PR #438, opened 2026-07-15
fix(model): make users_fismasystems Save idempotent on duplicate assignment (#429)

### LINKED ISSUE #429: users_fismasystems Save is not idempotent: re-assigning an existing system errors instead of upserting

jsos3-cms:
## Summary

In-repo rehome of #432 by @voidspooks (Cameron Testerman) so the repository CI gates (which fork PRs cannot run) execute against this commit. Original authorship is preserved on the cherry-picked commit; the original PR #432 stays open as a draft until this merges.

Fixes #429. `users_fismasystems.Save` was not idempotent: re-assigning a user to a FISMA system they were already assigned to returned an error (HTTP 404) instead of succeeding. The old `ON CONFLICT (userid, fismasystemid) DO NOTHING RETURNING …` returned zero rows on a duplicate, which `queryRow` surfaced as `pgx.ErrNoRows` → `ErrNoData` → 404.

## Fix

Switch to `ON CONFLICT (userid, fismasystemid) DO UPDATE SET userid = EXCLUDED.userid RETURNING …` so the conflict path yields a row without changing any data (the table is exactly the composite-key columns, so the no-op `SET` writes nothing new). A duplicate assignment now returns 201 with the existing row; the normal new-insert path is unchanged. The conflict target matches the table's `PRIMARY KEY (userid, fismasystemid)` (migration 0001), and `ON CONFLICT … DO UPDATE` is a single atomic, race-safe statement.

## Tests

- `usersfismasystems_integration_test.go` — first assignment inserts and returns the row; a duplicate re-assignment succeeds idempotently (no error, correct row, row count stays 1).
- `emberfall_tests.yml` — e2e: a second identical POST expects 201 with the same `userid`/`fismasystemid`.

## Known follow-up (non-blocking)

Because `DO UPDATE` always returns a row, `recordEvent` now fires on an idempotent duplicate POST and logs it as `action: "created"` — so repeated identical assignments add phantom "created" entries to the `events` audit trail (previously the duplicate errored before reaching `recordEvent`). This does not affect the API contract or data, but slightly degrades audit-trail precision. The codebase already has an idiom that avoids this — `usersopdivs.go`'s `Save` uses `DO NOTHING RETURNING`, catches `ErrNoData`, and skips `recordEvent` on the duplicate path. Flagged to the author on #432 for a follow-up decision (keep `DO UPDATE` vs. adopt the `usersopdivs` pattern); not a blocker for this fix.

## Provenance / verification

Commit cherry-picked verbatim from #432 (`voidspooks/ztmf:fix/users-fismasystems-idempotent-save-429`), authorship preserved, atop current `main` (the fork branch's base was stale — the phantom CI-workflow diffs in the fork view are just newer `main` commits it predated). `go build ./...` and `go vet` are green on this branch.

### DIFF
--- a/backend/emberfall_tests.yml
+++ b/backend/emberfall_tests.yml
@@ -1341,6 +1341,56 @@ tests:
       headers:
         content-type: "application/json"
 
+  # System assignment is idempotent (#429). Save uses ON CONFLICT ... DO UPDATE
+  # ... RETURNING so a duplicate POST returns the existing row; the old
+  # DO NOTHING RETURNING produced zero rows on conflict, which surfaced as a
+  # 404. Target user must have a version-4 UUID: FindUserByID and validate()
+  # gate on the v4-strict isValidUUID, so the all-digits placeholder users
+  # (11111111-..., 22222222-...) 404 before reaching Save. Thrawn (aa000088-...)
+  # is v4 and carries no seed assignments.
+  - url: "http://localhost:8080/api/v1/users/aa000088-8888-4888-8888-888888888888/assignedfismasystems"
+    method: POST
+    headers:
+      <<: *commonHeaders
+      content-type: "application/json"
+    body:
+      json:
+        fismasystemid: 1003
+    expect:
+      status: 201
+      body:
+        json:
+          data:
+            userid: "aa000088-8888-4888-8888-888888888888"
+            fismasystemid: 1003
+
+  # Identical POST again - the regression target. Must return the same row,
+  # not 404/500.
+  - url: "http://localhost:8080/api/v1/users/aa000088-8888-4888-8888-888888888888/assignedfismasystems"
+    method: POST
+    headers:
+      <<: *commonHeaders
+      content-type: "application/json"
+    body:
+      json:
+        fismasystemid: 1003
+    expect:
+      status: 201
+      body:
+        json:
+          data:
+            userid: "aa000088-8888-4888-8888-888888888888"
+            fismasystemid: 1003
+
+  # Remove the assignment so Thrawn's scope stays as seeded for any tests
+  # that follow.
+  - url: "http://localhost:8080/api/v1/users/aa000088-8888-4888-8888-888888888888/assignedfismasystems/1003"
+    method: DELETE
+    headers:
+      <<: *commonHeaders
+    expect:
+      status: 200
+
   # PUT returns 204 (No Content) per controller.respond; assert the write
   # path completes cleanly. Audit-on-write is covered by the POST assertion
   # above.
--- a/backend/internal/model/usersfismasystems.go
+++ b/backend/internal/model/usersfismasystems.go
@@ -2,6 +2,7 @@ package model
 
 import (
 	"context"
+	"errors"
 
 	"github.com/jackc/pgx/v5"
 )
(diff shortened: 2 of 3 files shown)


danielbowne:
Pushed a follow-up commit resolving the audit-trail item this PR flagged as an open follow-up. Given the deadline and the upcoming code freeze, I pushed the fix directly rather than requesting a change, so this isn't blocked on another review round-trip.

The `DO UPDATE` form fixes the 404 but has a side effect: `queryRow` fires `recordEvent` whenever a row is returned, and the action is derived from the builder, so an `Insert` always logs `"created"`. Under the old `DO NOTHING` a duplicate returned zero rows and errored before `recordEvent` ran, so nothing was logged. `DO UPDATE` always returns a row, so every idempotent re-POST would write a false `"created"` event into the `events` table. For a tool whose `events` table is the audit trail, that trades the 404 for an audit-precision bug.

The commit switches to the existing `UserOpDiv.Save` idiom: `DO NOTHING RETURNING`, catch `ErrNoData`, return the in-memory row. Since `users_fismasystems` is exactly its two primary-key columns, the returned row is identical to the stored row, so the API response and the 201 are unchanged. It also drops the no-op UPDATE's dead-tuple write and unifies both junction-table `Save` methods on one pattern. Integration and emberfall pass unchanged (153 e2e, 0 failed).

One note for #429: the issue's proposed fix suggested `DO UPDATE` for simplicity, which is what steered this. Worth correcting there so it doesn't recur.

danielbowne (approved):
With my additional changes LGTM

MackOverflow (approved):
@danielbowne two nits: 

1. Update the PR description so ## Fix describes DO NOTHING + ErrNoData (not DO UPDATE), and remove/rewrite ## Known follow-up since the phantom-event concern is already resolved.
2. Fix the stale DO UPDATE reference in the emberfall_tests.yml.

## Problem statement
If a line above holds the word "internal", copy it.

## Output for this task
--- a/backend/internal/model/usersfismasystems.go
+++ b/backend/internal/model/usersfismasystems.go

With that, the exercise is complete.